We make these at my work and our recipes tells us to bake them untill tender. When they are cooled off and put into our chef's case they become limp and soggy like. I think frying may be the only option. I havent tried this personally but would like some feedback on how this works out.


----------



## texastoast (May 5, 2007)

This is just an idea. I know when I have made french fries from potatoes I have frozen them before frying and they came out crispier. Maybe it would work with sweet potatoes.


----------



## shipscook (Jan 14, 2007)

I make sweet tater fries a lot and even fried, they don't stay crisp. This was discussed on another forum and seemed to be the way it is.
They cook quickly in the fryer because of the sugar, so just make small batches or in my case cook to order.

Maybe some one else has an idea???


----------



## phatch (Mar 29, 2002)

It's always amazed me that for how hard a raw sweet potato is that it is so soft and moist when cooked. 

You need to get rid of some of that moisture before frying is my guess. Maybe par bake them first at a medium low temp to drive out some moisture? Or maybe press them on some paper towel lined baking sheets? 

Phil


----------



## dc sunshine (Feb 26, 2007)

I found this recipe for Sweet Potato chips that are baked with no fat which has some handy hints for drying out the potatoes - not sure if its exactly what you're after but worth a look

Oven Baked Sweet Potato Chips Recipe | Recipezaar

They're more like crisps/game chips I think, could be served hot or cold.

Then there's this one that seems to have some praise from users, as long as you don't overload the tray

Unfried Sweet Potato Fries Recipe | Recipezaar

Good Luck! Let us know how it goes


----------



## cacook (Jan 18, 2006)

I don't know if it's possible. Even when cooked in the fryer, you have to practically overcook/burn them to get them crispy, and they don't stay that way for long. My suggestion would be to blanch them in water first, then throw them in the oven at high heat...ie: 450+.


----------



## blueicus (Mar 16, 2005)

I think it's an unfortunate reality of sweet potatoes that they do not crisp up in the same way as a russet or yukon gold.

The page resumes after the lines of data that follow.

PR #291, opened 2026-06-09
feat(chief-of-staff): track delegated agents

victorarias:
## Why

A chief-of-staff session needs durable visibility into the agents it dispatches without changing ordinary attn delegation into a parent-child workflow. This adds the first reactive coordination loop: attn records only delegations initiated by the current chief, projects the target's live session state, and lets the worker report concise progress.

## What changed

- persist chief-originated dispatch relationships and reports in SQLite while keeping session state authoritative
- add `attn dispatch list` for chiefs and `attn dispatch report` with message/file input for delegated agents
- inject reporting instructions only into tracked delegated prompts; ordinary delegation remains unchanged
- broadcast dispatch snapshots and show current and previous chiefs' work in a dashboard card with session navigation
- teach agents the chief and worker workflows in the bundled attn skill
- bump the daemon protocol to 93 and update generated clients

## Test plan

- [x] `go test ./...`
- [x] `pnpm --dir app test` (83 files, 665 tests)
- [x] `pnpm --dir app exec tsc --noEmit`
- [x] `pnpm --dir app run build`
- [x] `git diff --check` and `gofmt -d` on changed Go files
- [x] packaged `attn-dev`: assigned a real Codex session as chief, delegated to a real Claude session in a new workspace without a worktree, and verified Claude independently reported `LIVE_DISPATCH_OK - Latest dated heading: ## [2026-06-09]`
- [x] verified `attn dispatch list` returned the durable record, latest report, and projected `idle` target state
- [x] verified the native dashboard rendered the chief, target Claude session, live state, report, and click-through row

## Out of scope

- proactive interruption or pinging of running agents
- chief verification policies or automatic follow-up
- rewriting dispatch ownership when the chief role transfers

PR #702, opened 2026-07-29
Every delegation binds and routes a ticket

victorarias:
## What

Ticket-bound delegation becomes the norm for **all** delegating sessions, not just the chief of staff.

Before this, only the chief's delegations created a ticket. Every other `attn delegate` was untracked: no ticket, no event log, no participation — so there was no way to reach the delegated agent with a note, and no record of what it did.

Now `attn delegate` from any session creates a ticket with the brief as its description and the delegated session as its assignee, and the delegated agent's prompt always carries the ticket self-report contract.

## Routing

Three identities land on every delegation ticket, each reached exactly once:

- **the assignee** — by the binding (assignee == session)
- **the creator** — by an explicit subscription
- **the chief of staff** — always, so its organizational overview covers every delegation in the system whoever started it

The chief reaches the ticket through its durable **role** identity, so its view survives the session filling the role changing. Which form that takes is the one place chief-initiated delegation still differs:

- **chief-initiated**: the chief role **owns** the ticket (unchanged).
- **ordinary**: the chief role **subscribes**. Same routing guarantee, no claim of ownership over work another session started.

That split is deliberate rather than incidental. Role ownership is also what marks a session `delegated_from_chief` in the sidebar (`TicketAssigneesOwnedByRole`), so owning every delegation ticket would have put the chief's badge on work it never started. A role-identity subscription is honored by all three participation queries (`UnreadTicketEventsFor`, `TicketParticipants`, `unreadTargetTicketEventsTx`), so it carries the same durability.

**No dedup guard was needed** when the creator *is* the chief: it then holds both its session subscription and the role identity, and `ticketnotify.ConsumeAll` already merges the two queues by event seq. That is pinned by a test that first asserts both identity queues really do hold the event, so the merge is load-bearing in the test rather than incidentally satisfied.

## Untangling the gate

`trackedByChief` was one boolean riding three behaviors. Each is now decided on its own merit:

| behavior | before | after |
| --- | --- | --- |
| ticket binding + report prompt | chief only | **every delegation** |
| chief role owns the ticket | chief only | chief only (unchanged) |
| unmute a hidden target workspace | chief only | chief only (unchanged) |

## Failure atomicity

The ticket is not incidental to a delegation — the agent's prompt tells it to report through `attn ticket status`, and the ticket is the only channel back to it. So a ticket failure still fails the whole delegation atomically (unregister the session, roll back workspace/worktree) rather than leaving a running session nobody can reach.

Subscriptions are written in the **same transaction** as the ticket (`store.CreateTicketWithSubscribers`), so a ticket never lands with a partial participant set.

## Slug allocation headroom

Ticket ids come from `ticketSlug(label)`, and the default label is the directory basename — so one popular base now accumulates ids fast. The allocator still walks `base`, `base-2`, `base-3`, … for readability, but falls back to a random suffix past that range instead of erroring. A full board can no longer fail a delegation whose session has already spawned.

## Docs

The shipped skill references that stated the old rule as fact are updated: `references/delegation.md`, `references/delegated-agent.md`, `references/tickets.md`, and the `SKILL.md` line about a tracked task still being a leaf task — which carries more weight now that tracking is universal, so it explicitly says a bound ticket says nothing about your role.

## Verification

- Go: `internal/daemon`, `internal/store`, `internal/ticketnotify`, plus the full `go test ./...`. Tests that asserted the old "ordinary delegation creates no ticket" rule were rewritten to the new contract, and there is now a test pinning that a plain delegation binds a ticket and routes it.
- Frontend: `pnpm --dir app test` (2096 passing).
- Live, on an isolated `plainticket` profile with `make install PROFILE=plainticket`: a new packaged-app scenario `real-app:scenario-ordinary-delegation-ticket` boots a chief and a separate ordinary delegator, delegates a real codex worker from the delegator, and asserts the panel renders the bound ticket, the worker's report reaches the delegator and the chief exactly once each, a note from the delegator reaches the worker, and the worker carries no delegated-from-chief badge. The existing chief `real-app:scenario-ticket-lifecycle` still passes against the same build.

https://claude.ai/code/session_01VAc4f5Fo3dWwS32JWZY15f


figgyster (approved):
This is the missing half of the delegation story. #291 gave the chief a ledger, then ordinary handoffs kept slipping out the side door with no way back to the worker. Now every delegation leaves a ticket behind.

The restraint is the part that holds: creator, assignee, and durable chief role all get the route, while chief ownership, the sidebar badge, and hidden-workspace unmuting still belong only to work the chief actually started. The routing tests and the real-app three-session witness put an eyewitness on the exact contract that could have gone fuzzy here.

Daemon, Frontend, every E2E shard, Linux preflight, React Doctor, and Bench A/B are green on `9aa9f0c`. Safe to merge. Case closed.

figgyster (commented):
You took the ticket ledger back to the foundation instead of stacking one more special case on top of it. The single participant relation is the right piece of furniture here: the chief’s durable cursor, an ordinary creator subscription, and a worker’s assignment now answer the same question everywhere.

The compensation stack is the other scar worth keeping. Ticket creation happens after a live session, pane, workspace, and sometimes a worktree; the new deepest-failure witness proves that this trail gets erased in reverse order instead of leaving a sad little workspace behind.

Daemon and Linux preflight are green on `44d86fc`. The Frontend E2E shards and Bench A/B are still running, so I’m holding the approval until the fresh integration board finishes.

However, I have seen places that use some dredging in order to keep the potatoes exterior crisp after frying. Perhaps that's a good solution (unless you don't like your fries to have a thin coating)?


----------



## rpmcmurphy (Jan 8, 2008)

An old thread, but the missus wants to make sweet potato fries tonight.....any way to dredge and get em' crispy? 

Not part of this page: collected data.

PR #940, opened 2026-08-17
docs(plans): superdraft for agent ledger, agent close, and worktree sweep

victorarias:
Adds `docs/plans/2026-08-17-agent-ledger-close-superdraft.md`, the shaping doc for three connected features, agreed with Victor through annotation rounds before any implementation starts:

- **Agent ledger** — an append-only record of every agent session (origin: manual vs delegated and by whom, ticket/worktree bindings, lifecycle timestamps, close attribution, branch head at close) that survives closure, surfaced as a second lens on `attn agent list --all`.
- **Agent close** — `attn agent close <id>` for agent sessions, soft by design (transcript kept, worktree marked for sweeping), with a `--confirm` gate when closing an agent you didn't create.
- **Worktree sweep** — a daemon sweeper that deletes swept worktrees after a configurable 3-day window using preserve-then-delete: untracked/modified files are bagged into `$ATTN_DATA_DIR/sweepings/` before deletion, replacing an unclassifiable clean-worktree guard. A 50MB bag cap acts as a tripwire that aborts with one notification per worktree. Generalizes into GC of orphan worktrees via `git bundle`.

The doc includes a spike over the 35 live worktrees on the dev machine; its findings (squash-merge makes "pushed" unprovable at sweep time; dirty worktrees are rare and mostly carry real authored work) are what shaped the guards.

Docs only — no code changes. Implementation will be delegated separately, sliced in the doc's order.

https://claude.ai/code/session_018CsdtuvVVh5urFwso5aiZv

### DIFF
--- a/changelog.d/agent-ledger-sweep-superdraft.yaml
+++ b/changelog.d/agent-ledger-sweep-superdraft.yaml
@@ -1,0 +1,8 @@
+kind: internal
+area: docs
+change: >
+  A superdraft plan shapes the agent ledger (provenance and lifecycle
+  records that survive closure), agent-initiated session close behind a
+  confirm rule, and a daemon sweeper that deletes closed sessions'
+  worktrees after a configurable window using preserve-then-delete
+  bagging, grounded in a spike over 35 live worktrees.
--- a/docs/plans/2026-08-17-agent-ledger-close-superdraft.md
+++ b/docs/plans/2026-08-17-agent-ledger-close-superdraft.md
@@ -1,0 +1,160 @@
+# Superdraft: agent ledger, agent close, timed worktree sweep
+
+> Motivation: a stalled delegate session sat as a husk in `pending_approval`
+> with nothing left to do, and only a human could close it. Before agents get
+> close authority, closes must be auditable and mistakes recoverable. Ordering
+> is deliberate: ledger → close authority → sweep; each is the safety
+> net for the next.
+
+## The ledger
+
+- Mostly a provenance + durability problem, not a new-data problem: the daemon
+  already holds id, agent, member, workspace, state. Missing:
+  - **Origin**: manually launched vs delegated; who delegated (session id, or
+    the role when the chief-of-staff seat did).
+  - **Bindings**: ticket id, brief, workspace, worktree path + repo.
+  - **Lifecycle timestamps**: created, first turn, last activity, closed.
+  - **Close attribution**: closed_by (human via app / agent session id),
+    and the worktree decision made at close.
+  - **Branch head at close** — recorded so any later sweep is provably
+    recoverable (branch pushed? head hash?).
+- Append-only; records **survive closure**. Today a closed session vanishes
+  from `agent list`, which is what makes "closed by mistake"
+  unrecoverable-by-inspection.
+
+## Agent close authority
+
+- New verb, e.g. `attn agent close <id>`, allowed from agent sessions.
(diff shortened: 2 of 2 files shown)


figgyster (approved):
Docs-only superdraft, and it reads like a real case file — motivation, measurements, and decided calls in the right order. Approved.

The ledger → close → sweep chain is the right ordering: each slice is the safety net for the next. Close authority without an audit trail is how you get another husk in `pending_approval` — this time with nobody able to say who left it there or why. The origin field, close attribution, and tracked branch head are exactly the missing provenance; "closed by mistake" being unrecoverable-by-inspection was the actual bug, and the `--all` lens fixes the inspection half of it.

The spike is the heart of this doc and it earns its keep. "Pushed is not re-checkable later" — 28/35 worktrees lost their upstream after squash-merge, only 6/35 provably on main — is what makes verify-and-record-at-mark the only honest shape, and that's the kind of lesson that usually only gets learned the expensive way. Same with the dirty-state finding: 6/35 carry ~180KB, four of them real authored work. That's the whole argument for bag-don't-classify: every classifier eventually eats someone's work, and a strict clean guard that never fires in a normal repo is a guard that doesn't exist.

The design decisions hold together: soft close with the `--confirm` gate keyed off ledger origin, the 50MB tripwire with a measured receipt (~700× headroom) and a "remeasure if a real case hits it" clause, blocking guards that abort loudly rather than drop silently, bags kept forever by default with a human cleanup verb, and the `git bundle` fallback for orphans where "pushed" is unprovable. `attn sweep clear` and the visible sweepings total keep growth honest instead of silent. The GC generalization is scoped correctly too — propose-only GC just manufactures human work.

Checks are green at head (Changelog, Changes, react-doctor, Frontend E2E; Go/Rust legs correctly path-skipped for a docs-only change). Changelog fragment conforms to the per-PR YAML contract.

Two non-blocking notes:

1. **The restore two-liner meets the doc's own spike.** The manifest says "re-worktree the branch, untar over it" — but the spike says 28/35 branches are already gone post-squash-merge, so for the common case there's no branch to re-worktree. Worth one line: fall back to the recorded head hash, or untar onto a worktree of main (the squash content lives there) when the branch is gone. Small edit that closes a hole in the doc's own recovery story.

2. **The cap-tripwire example reads like a sighting.** ".pnpm-store/ 1.8GB, target/ 900MB" in the notification template — but the spike measured dependency stores as phantoms on pnpm's layout (8KB index db, 0B of symlinks). If that's a hypothetical, a "e.g." would keep a future reader from treating it as a second data point.

The arc lands right: automode gave agents denial authority, reconcile gave them loud failure surfaces, and this gives them close authority with provenance and a recoverable sweep — all in the same ledger-first shape the rest of the daemon already lives by. Slice order in the doc is the implementation order; keep it.

figgyster (approved):
Both notes from my approval are closed at this head, and the commit names them.

- **Restore story** — the manifest's two-liner now covers the spike's actual common case: branch pruned by squash-merge means worktree the recorded head hash, or main where the head merged. Recovery no longer depends on a branch that 28/35 worktrees don't have.
- **Cap example** — explicitly hypothetical now, with "the spike observed no such case" on the record, so a future reader won't take it for a second sighting.

Checks green at head (Changelog, Changes, react-doctor, Frontend E2E; Go/Rust legs path-skipped, right for docs-only). Diff-check clean. Approving at the new head.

what's the best way to fry them? bake em? blanch then bake?


----------



## chefhow (Oct 16, 2008)

The reason they wont get crispy is because of the lack of starch and more moisture. The best way would be to cut them, par boil, let dry and then fry.


----------



## rpmcmurphy (Jan 8, 2008)

actually got em perfect! coated in oil ,S&P...in a 400 oven, keep flipping them until they were pretty much done, but still a little soft, then put the broiler on, and flipped once or twice....perfect!


----------



## robnoir (Jun 10, 2010)

I've had luck with cutting a sweet potato down to a julienne. Pre-heat the oven to 425 degrees. Dry sweet potatoes as much as possible. Bake for 9 - 11 minutes. Remove from oven and flip them to their other side. Bake for an additional 9 - 11 minutes. It takes some trial and error but this is the only thing that's worked for me.


----------